Gay serial killing is extremely rare: FBI data from 1976 to 1997 shows that in 93 percent of GLBT homicides, the slaying was a first for the offender.

Drake calls many of the gay killings "shame attacks, honor killings.

"When we look at gay male homicide across the United States, the pattern is that there's evidence of sexual activity prior to the killing. So that doesn't point to some stranger-hate-crime scenario. That points to a crime where there's internalized homophobia. Somebody on the fringe of society, who enjoys having sex with men but at the same time can't cope with that.

"Attack doesn't occur because they hate the other person," Drake says. "It's because they hate themselves."

In 1986, John Roe, the openly gay owner of the Quickway Diner in Bloomingburg, New York, was found dead in his home. He'd been robbed, beaten in the head and face, and stabbed multiple times in the chest. For nearly 18 years, the case remained unsolved.

Then, in the fall of 2003, a routine scan of a cigarette butt left in a beer bottle at the murder scene turned up a match in the national DNA database: Rommal Bennett, a drifter who'd been convicted of sexually assaulting his roommate/boyfriend in Minneapolis in 1993.
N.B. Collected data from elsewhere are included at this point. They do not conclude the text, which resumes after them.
PR #4490, opened 2017-02-01
Incorrect return 4486

### LINKED ISSUE #4486: The --version option shouldn't have a non-zero exit code
I ran across this because I added `set -e` to a shell script I use to install HashiCorp tooling into my build environments. Sadly, this resulted in my builds failing whenever `packer --version` is called. It's my understanding that [a non-zero exit code means an error occurred](http://www.tldp.org/LDP/abs/html/exitcodes.html), but I fail to see how printing out the version is an error or could be a problem.

I suspect all that needs to change is [this line here](https://github.com/mitchellh/packer/blob/d310de8cf5871354bd1d12996a87020803d373ea/vendor/github.com/mitchellh/cli/cli.go#L122) to return `0` instead of `1`.

* Packer = 0.12.1.
* Platform = Travis CI / Ubuntu 14.04

```shell
#!/bin/bash -x

set -e

APP=$1
VERSION=$2
PACKAGE="${APP}_${VERSION}_linux_amd64.zip"
SOURCE_URL="https://releases.hashicorp.com"

function install_app() {
    echo "Installing v$VERSION of $APP..."
    curl -O "$SOURCE_URL/$APP/$VERSION/$PACKAGE"
    unzip -o "./$PACKAGE"
    rm -f $PACKAGE
    $BIN_DIR/$APP --version
    exit 0
}

cd $BIN_DIR

if [ -f $APP ]
then
    CURRENT_VERSION=`$BIN_DIR/$APP --version | head -n 1 | awk '{print $2}'`
    if [ ! "$CURRENT_VERSION" ]
    then
        CURRENT_VERSION="v`$BIN_DIR/$APP --version`"
    fi

    if [ "$CURRENT_VERSION" != "v${VERSION}" ]
    then
        echo "Version mismatch found."
        install_app
    fi
else
    echo "$APP not found."
    install_app
fi
```

As a comparison with `awscli`:

```
(ops-goldstar-chef) josephstump[~/Dropbox/jstump/dev/goldstar/ops-goldstar-chef]
ops-goldstar-chef $ aws --version && echo TRUE || echo FALSE
aws-cli/1.11.29 Python/2.7.12 Darwin/16.3.0 botocore/1.4.86
TRUE
(ops-goldstar-chef) josephstump[~/Dropbox/jstump/dev/goldstar/ops-goldstar-chef]
ops-goldstar-chef $ packer --version && echo TRUE || echo FALSE
0.12.1
FALSE
```

tb3088:
Changes shell exit codes to be 'zero' on benign commands like version and help. Return '2' on syntax/parameter errors.

Closes #4486

### DIFF
--- a/provisioner/puppet-masterless/provisioner.go
+++ b/provisioner/puppet-masterless/provisioner.go
@@ -97,12 +97,12 @@ func (p *Provisioner) Prepare(raws ...interface{}) error {
 	// Set some defaults
 	if p.config.ExecuteCommand == "" {
 		p.config.ExecuteCommand = "cd {{.WorkingDir}} && " +
-			"{{.FacterVars}} {{if .Sudo}} sudo -E {{end}}" +
+			"{{.FacterVars}} {{if .Sudo}} sudo -iE {{end}}" +
 			"{{if ne .PuppetBinDir \"\"}}{{.PuppetBinDir}}/{{end}}puppet apply " +
-			"--verbose --modulepath='{{.ModulePath}}' " +
+			"--detailed-exitcodes " +
+			"--modulepath='{{.ModulePath}}' " +
 			"{{if ne .HieraConfigPath \"\"}}--hiera_config='{{.HieraConfigPath}}' {{end}}" +
 			"{{if ne .ManifestDir \"\"}}--manifestdir='{{.ManifestDir}}' {{end}}" +
-			"--detailed-exitcodes " +
 			"{{if ne .ExtraArguments \"\"}}{{.ExtraArguments}} {{end}}" +
 			"{{.ManifestFile}}"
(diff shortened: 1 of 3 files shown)


mwhooker:
I think you pushed up the wrong branch

tb3088:
sorry about that. I meant to pick up only commit 757918c7f62cb82ba48788a0142bd3a6165a4ca6
Not sure how I get back on track - guess I need a new branch?

mwhooker:
yes, but we won't merge any commits to the vendor directory. Will need the
upstream library to be updated and then use govendor to update the deps.
see https://github.com/mitchellh/packer/blob/master/CONTRIBUTING.md#govendor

Officials in Sullivan County, New York, tracked Bennett to San Francisco, where he had made his way through social services and seedy hotels and was living as a free man. His rap sheet included 1987 convictions in New York for assaulting and attempting to sodomize one man, and for strangling another.

Bennett pleaded guilty to the murder of John Roe. He went to prison in 2004.

In June 2007, DNA evidence was found—on the condom and bindings left at the crime scene—that seems to tie Bennett to the murder of Wally Lundin. The Hennepin County Attorney's Office tracked down Bennett's former boyfriend, who claimed that in 1998, Bennett got drunk and blathered on about the guilt he felt over strangling a man he'd met at the Gay 90's. Although the trial won't happen until October, prosecutors allege that the DNA evidence ties Bennett to the crime with 99.9999997 percent certainty.